Your deliverable should be an interpretable model. You can (and probably should) make neural network models interpretable. If upper management does not trust your performance evaluation enough to bet on it, either the evaluation was weak (and no model should be deployed, however simple and interpretable) or upper management doesn't know enough about modern ML to have to make these decisions.
I have sympathy for the manager in charge for making a decision on a complex model (while all they ever knew was simple survival models and basic statistical models). But you got to move with the times. Your competitors will use the most powerful models available (and some may go under due to improper risk management). Your employees don't want to build logistic regression models until eternity.
- typeformer 8y agoNot even Google has come anywhere close to being able to make complex NN models that have a human interperable "receipt" for decisions. In fact, for certain classes of problem solving it's likely impossible and that is already a huge problem.

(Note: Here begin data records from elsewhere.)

PR #214, opened 2021-11-17
Add GitHub workflows

sjinks:
This is a pretty big PR that fixes the CI workflow and switches to GitHub Actions from Travis. It should probably have been split into several ones, but one change requires another, and it was pretty hard without the working CI.

The changes are:
* add missing dependencies to `package.json`;
* this forced to update outdated dependencies; as a side effect, this fixes the CVE-2020-7729 in `grunt`;
* add `package-lock.json` to the version control so that we can run reproducible tests;
* add test workflows for Grunt (run all Grunt tasks; for that, I had to fix `Gruntfile.js` a bit) ~~and Go (build the runner; again, this required me to modify the Makefile a bit)~~;
* as a result, regenerate `README.md` and `languages/cron-control.pot`;
* fix issues found by PHPCS;
* add `composer.lock` to the version control for the sake of reproducible builds;
* add several developer dependencies to improve the DX (so that we can run tests, phpcs, etc locally).


.github/workflows/ci-go.yaml
```diff
@@ -0,0 +1,22 @@
...
+    if: "!contains(github.event.head_commit.message, '[ci skip]')"
+    name: Build Runner
+    runs-on: ubuntu-latest
+    steps:
+      - name: Check out source code
+        uses: actions/checkout@v2.3.4
+
+      - name: Build Runner
+        run: make
+        working-directory: runner
```
WPprodigy, line 22: Oh, we can actually scrap any runner-related stuff in this. It's being moved to https://github.com/Automattic/cron-control-runner and the build process will be different than seen here.

README.md
```diff
@@ -18,7 +18,7 @@ Using REST API endpoints (requires WordPress 4.4+), or a Golang daemon, an event
 
 ## Installation ##
 
-1. Define `WP_CRON_CONTROL_SECRET` in `wp-config.php`, set to `false` to disable the REST API interface.
+1. Define `WP_CRON_CONTROL_SECRET` in `wp-config.php`
```
WPprodigy, line 21: I think we should leave this, helps guide the setup a bit better.

sjinks: It was regenerated by Grunt from readme.txt, I believe - probably need to update it there

.github/workflows/ci-go.yaml
sjinks: @WPprodigy just to confirm, can I remove the entire `runner` directory?

WPprodigy: Not yet, I have a deprecation plan. But just don't worry about any improvements or building.

README.md
WPprodigy: Ahh, right. I'll handle that.

.github/workflows/ci-go.yaml
sjinks: OK

README.md
sjinks: I already did that

.github/workflows/ci-go.yaml
sjinks: Done

WPprodigy (approved):
This is so awesome, thanks a ton for doing this <3

WPprodigy:
Removed travis check from the branch protection rules.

- jmalicki 8y agoThey've come up with plenty (e.g. https://blog.openai.com/adversarial-example-research/ https://blog.openai.com/adversarial-example-research/ ) - noone broadcasts them widely because noone likes the answers
- 5minbreak 8y agoI posit that complex NN models can achieve the same level of interpretability as logistic regression. In part, because some interpretability methods use logistic regression as a white box model to explain black boxes. In other words: If you are comfortable OK'ing a logistic regression model (because you looked at the coefficients and they made sense), you should be comfortable OK'ing a complex NN model (because the evaluation and interpretability modeling makes sense). Nitpicking, but significant: Most models don't output decisions, they output predictions. Decision scientists then build a policy on top of the model. Key issue here is that the policy makers don't trust the predictions. But I posit they have no reason to trust the predictions of a logistic regression model any more than the predictions of a complex black box. Provided, of course, you deliver interpretability UX, confidence estimates, and strong statistical guarantees and tests. Which is possible for even the blackest of boxes. If automatic justification is impossible for computers/black boxes, I believe it is impossible for humans too (as per Church-Turing). But let's say it is impossible. Do you think Google would use a white box model to optimize Adsense, because they can't interpret powerful deep learning solutions (like risk management for BlackRock: a very critical part of their business)? I'd say Google came pretty close with https://distill.pub/2018/building-blocks/ https://distill.pub/2018/building-blocks/ (they are not the only players in the interpretability field, and plenty of methods are becoming available, in large part driven by academia not business: interpretability and fairness are not too important for the bottom line).